- _Required work_: Begin with the line containing "ci: Test dummy PR 3" and reproduce it and all later lines exactly, through the last line of the records. Add nothing else.

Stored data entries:
PR #533, opened 2026-01-28
refactor(aggregation): Add `gramian_weighting` field

ValerianRey:
* refactor(aggregation): Add gramian_weighting field to GramianWeightedAggregator
* Rename weighting to gramian_weighting in GramianWeightedAggregator
* Use gramian_weighting in monitoring example

This fixes some typing problems and it's also much cleaner for users that want to hook the gramian weighting. I deliberately avoided calling it psd_weighting because it's somewhat user-facing (and we currently never really explain what psd is).

It's technically not a breaking change because `aggregator.weighting.weighting` still exists. So I think we don't have to add a changelog entry for this.

### DIFF
--- a/CHANGELOG.md
+++ b/CHANGELOG.md
@@ -12,6 +12,9 @@ changelog does not include internal changes that do not affect the user.
 
 - Added a `scale_mode` parameter to `AlignedMTL` and `AlignedMTLWeighting`, allowing to choose
   between `"min"`, `"median"`, and `"rmse"` scaling.
+- Added an attribute `gramian_weighting` to all aggregators that use a gramian-based `Weighting`.
+  Usage is still the same, `aggregator.gramian_weighting` is just an alias for the (quite confusing)
+  `aggregator.weighting.weighting` field.
 
 ### Changed
 


CHANGELOG.md
```diff
@@ -12,6 +12,9 @@ changelog does not include internal changes that do not affect the user.
 
 - Added a `scale_mode` parameter to `AlignedMTL` and `AlignedMTLWeighting`, allowing to choose
   between `"min"`, `"median"`, and `"rmse"` scaling.
+- Added an attribute `gramian_weighting` to all aggregators that use a gramian-based `Weighting`.
+  Usage is still the same, `aggregator.gramian_weighting` is just an alias for the (quite confusing)
+  `aggregator.weighting.weighting` field.
```
PierreQuinton, line 17: Not mandatory, but this is the reason why we needed it.

```suggestion
  Usage is still the same, `aggregator.gramian_weighting` is just an alias for the (quite confusing
  and poorly typed) `aggregator.weighting.weighting` field.
```

ValerianRey: Sorry but CI is too slow atm for that kind of change (I could do the dishes during the CI...)

PR #534, opened 2026-01-28
ci: Enable uv caching in GitHub workflows

ValerianRey:
Add `enable-cache: true` to all uv setup steps across workflows to speed up CI runs by caching downloaded packages and wheels.

Co-Authored-By: Claude Sonnet 4.5 <noreply@anthropic.com>


ValerianRey:
Not working yet: only a tiny cache of metadata is saved so that packages still take a lot of time to build.

ValerianRey:
This actually seems to be useless. The enable-cache param defaults to auto, which means true when running on github-hosted runner. Also, the default cache-dependency-glob already included pyproject.toml. So really this doesn't change anything. Also, caching the built wheels seems to just work (at least most of the time) since I updated to setup-uv@v7.

PR #538, opened 2026-01-28
ci: Test dummy PR 3

ValerianRey:


ValerianRey:
Yay! It's finally fast, because I ran the tests on main through a workflow dispatch which saved the cache in the global github cache, which this PR could reuse.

- _Answer to this problem_:
ci: Test dummy PR 3

ValerianRey:


ValerianRey:
Yay! It's finally fast, because I ran the tests on main through a workflow dispatch which saved the cache in the global github cache, which this PR could reuse.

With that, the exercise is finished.